扩散过程的随机序及其在偏微分方程上的应用（英文）

Stochastic Ordering of Diffusion Process and Application on Partial Differential Equations

随机序用于比较分布函数的中心位置和分散程度,而这两个特征反映了两个变量或随机过程的大小关系.由于随机过程的不确定性性质,其随机序的研究相对较为困难.因此,本文旨在分析扩散过程随机序关系,以随机微分方程为媒介,利用条件期望的性质,直接证明了扩散过程的强序、增凸序、增凹序及Laplace-Stieltjes转移序的性质.然后将随机序方法应用到扩散过程的Fokker-Planck方程中,验证了一类偏微分方程解的弱比较定理.
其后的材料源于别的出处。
Issue #139, opened 2026-06-06
perf: implement streaming reverse proxy mode with bounded buffering


Jaruso:
## Summary
Implement a streaming reverse-proxy path that relays request and response bodies incrementally instead of fully buffering upstream responses or large request bodies by default.

## Research basis
Nginx, Caddy, Apache mod_proxy, HAProxy, and Envoy all expose buffering and streaming controls because proxy buffering is a major performance and memory lever. Envoy emphasizes flow control and bounded buffering; Caddy exposes request/response buffer and flush controls; Nginx exposes `proxy_buffering` and `proxy_request_buffering`.

## Current Tardigrade context
The current proxy path includes code paths that build requests into memory and read upstream responses into buffers before returning parsed responses. That is simple and safe for small responses, but it limits efficiency for large bodies, slow clients, streaming APIs, and high-concurrency reverse-proxy workloads.

## Proposed design
- Add a streaming relay path for proxy responses.
- Stream client request bodies to upstream when route policy allows.
- Preserve full-buffer mode for features that require whole-body inspection/transformation.
- Support chunked and fixed-length response bodies.
- Ensure hop-by-hop headers are handled correctly.
- Add configurable flush behavior for low-latency streaming routes.
- Add max buffered bytes safeguards.

## Acceptance criteria
- Large upstream responses can be relayed without buffering the entire response in memory.
- Large client request bodies can be proxied without full request buffering when enabled.
- Existing small-response behavior remains correct.
- Streaming mode is configurable per route or proxy policy.
- Memory use remains bounded under slow-client and slow-origin scenarios.
- Tests cover fixed-length, chunked, no-body, HEAD, 204/304, upstream close, and client abort cases.

## Metrics to add or verify
- `tardigrade_proxy_streaming_requests_total`
- `tardigrade_proxy_buffered_requests_total`
- `tardigrade_proxy_buffered_bytes_current`
- `tardigrade_proxy_buffered_bytes_total`
- `tardigrade_proxy_client_aborts_total`
- `tardigrade_proxy_upstream_aborts_total`
- TTFB for proxied responses

## Benchmark requirements
Run:
- reverse proxy small response benchmark
- reverse proxy 1 MiB / 16 MiB response benchmark
- large upload benchmark
- slow-client download benchmark

Compare RSS, p99 latency, throughput, bytes buffered, and CPU/request before/after.

## Complexity
Medium to high.

## Risk
[...]

PR #417, opened 2026-07-15
perf: add route-level proxy streaming policy

Jaruso:
## Summary
- add inheritable per-location proxy streaming policy (`inherit`, `off`, `response`, `full`) for config-file and location-blob routes
- replace streaming eligibility booleans with typed fallback reasons for response streaming and full-mode upload decisions
- expose fallback reasons through `tardigrade_proxy_streaming_fallback_total{reason=...}` and document the route policy/metric
- add unit and integration coverage for route overrides, fallback metrics, and upload eligibility reasons

This implements the policy and observability slice recommended as PR 1 in #139. Request-upload completion and the broader gateway conformance matrix remain separate follow-up slices from the issue body.

## Validation
- `git diff --check`
- `zig build test-integration -- --test-filter "proxy route streaming policy overrides global mode"`

Closes part of #139

### DIFF
--- a/src/edge_gateway.zig
+++ b/src/edge_gateway.zig
@@ -1311,33 +1311,63 @@ fn targetSupportsStdHttpStreaming(cfg: *const edge_config.EdgeConfig, target: []
     return !(cfg.upstream_tls_client_cert.len > 0 and std.mem.startsWith(u8, cfg.upstream_base_url, "https://"));
 }
 
-fn streamingUploadAllowedBeforeBodyRead(
+const RequestUploadStreamingEligibility = union(enum) {
+    stream,
+    fallback: gproxy_runtime.StreamingFallbackReason,
+    not_applicable,
+};
+
+fn targetStreamingFallbackReason(
+    cfg: *const edge_config.EdgeConfig,
+    target: []const u8,
+) ?gproxy_runtime.StreamingFallbackReason {
+    const trimmed = std.mem.trim(u8, target, " \t\r\n");
+    if (trimmed.len == 0) return .unsupported_route_type;
+    if (gp.unixSocketPathFromEndpoint(trimmed) != null) return .unix_socket_target;
+    if (isHttpUrl(trimmed)) {
+        if (cfg.upstream_tls_client_cert.len > 0 and std.mem.startsWith(u8, trimmed, "https://")) return .upstream_mtls_target;
+        return null;
+    }
+    if (gp.unixSocketPathFromEndpoint(cfg.upstream_base_url) != null) return .unix_socket_target;
+    if (cfg.upstream_tls_client_cert.len > 0 and std.mem.startsWith(u8, cfg.upstream_base_url, "https://")) return .upstream_mtls_target;
+    return null;
+}
+
+fn streamingUploadEligibilityBeforeBodyRead(
     cfg: *const edge_config.EdgeConfig,
     request: *const http.Request,
-) bool {
-    if (!cfg.proxy_streaming_mode.requestStreamingEnabled()) return false;
-    if (!request.method.hasRequestBody()) return false;
-    if (request.hasTransferEncoding()) return false;
-    const content_length = request.contentLength() orelse return false;
-    if (content_length == 0) return false;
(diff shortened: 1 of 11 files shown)


src/edge_gateway.zig
```diff
@@ -1311,35 +1311,65 @@ fn targetSupportsStdHttpStreaming(cfg: *const edge_config.EdgeConfig, target: []
...
-        .proxy_pass => |target| targetSupportsStdHttpStreaming(cfg, target),
-        else => false,
+        .proxy_pass => |target| if (targetStreamingFallbackReason(cfg, target)) |reason| .{ .fallback = reason } else .stream,
+        else => .{ .fallback = .unsupported_route_type },
     };
 }
 
+fn mayNeedStreamingRequestBodyPreRead(cfg: *const edge_config.EdgeConfig) bool {
+    if (cfg.proxy_streaming_mode.requestStreamingEnabled()) return true;
+    for (cfg.location_blocks) |block| {
```
Jaruso, line 1369: This only scans the base config's global mode and top-level `location_blocks`. `resolveRequestConfig` can later replace `location_blocks` with those from the selected `server_block`, so a vhost-only `proxy_streaming full` route is missed here: the connection takes the full-body read path before the Host-specific config is resolved, and the upload can never stream. Please scan `cfg.server_blocks[*].location_blocks` as well (or otherwise make the pre-read decision server-block aware), and add an integration test with global `off` plus a `server` location set to `full`.

src/edge_gateway.zig
```diff
@@ -1425,47 +1455,56 @@ fn handleConnection(conn: anytype, session: *ConnectionSession, cfg: *const edge
...
-            } else {
-                session.pending_len = 0;
-            }
-            request = parse_result.request;
-            request_initialized = true;
+            },
+            .fallback, .not_applicable => {
+                if (upload_eligibility == .fallback) {
+                    const reason = upload_eligibility.fallback;
+                    state.metricsRecordProxyStreamingFallback(reason.metricLabel());
```
Jaruso, line 1476: This upload-phase increment is followed by an independent response-phase increment in `handleLocationProxyPass`. For example, a `POST` with `Content-Length` to a route with `proxy_streaming off` records `policy_disabled` twice for one request, while the Prometheus HELP text says this is the total number of proxied requests. The runtime path also increments before checking whether a started streaming upload must be rejected with 502, in which case no buffered path is used. Please either split/label the phases, explicitly define this as fallback *events*, or arrange to record once per request. A POST integration assertion would catch the double count.

src/edge_gateway.zig
```diff
@@ -1311,35 +1311,65 @@ fn targetSupportsStdHttpStreaming(cfg: *const edge_config.EdgeConfig, target: []
...
-) bool {
-    if (!cfg.proxy_streaming_mode.requestStreamingEnabled()) return false;
-    if (!request.method.hasRequestBody()) return false;
-    if (request.hasTransferEncoding()) return false;
-    const content_length = request.contentLength() orelse return false;
-    if (content_length == 0) return false;
-    if (content_length > cfg.request_limits.effectiveMaxBodySize()) return false;
+) RequestUploadStreamingEligibility {
+    if (!request.method.hasRequestBody()) return .not_applicable;
+    if (request.hasTransferEncoding()) return .{ .fallback = .chunked_request_upload };
```
Jaruso: Suggestion: consider resolving the matched route and its policy before these body-shape reasons. When any route enables `full`, every body-bearing request reaches this function; an explicitly `off` route with chunked framing or no `Content-Length` is currently reported as `chunked_request_upload` / `missing_content_length` rather than `policy_disabled`. That makes the operator-visible reason depend on request framing instead of the route's actual policy. A small precedence test would make the intended behavior explicit.

Jaruso (commented):
Overall, this is a solid implementation of the policy/observability slice from #139. The route policy model is clean, the fallback reasons are bounded, and the integration test covers both directions of the global/route override.

I found one functional gap that can prevent request streaming for virtual-host routes, plus a metric-semantics issue that can make the new counter misleading. I also left a suggestion about fallback-reason precedence. I would address the vhost pre-read case and decide whether this metric counts requests or phase-level fallback events before merging.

Stochastic ordering could be used to compare both the location and the dispersion of distribution function which reflect the magnitude relation between two random variables or stochastic processes. The latter is more complex since its properties are more complicated. Therefore, the aim of this paper is analysing the relations of stochastic orderings of diffusion processes. Focused on comparing the magnitude and variability of diffusion processes, some properties are demonstrated about strong ordering, increasing convex ordering, increasing concave ordering and Laplace-Stieltjes transform ordering of diffusion processes which are defined as stochastic differential equations respectively. Then the results are applied to partial differential equation and the weak comparison theorem is proved since the densities of diffusion processes satisfies Fokker-Planck equations.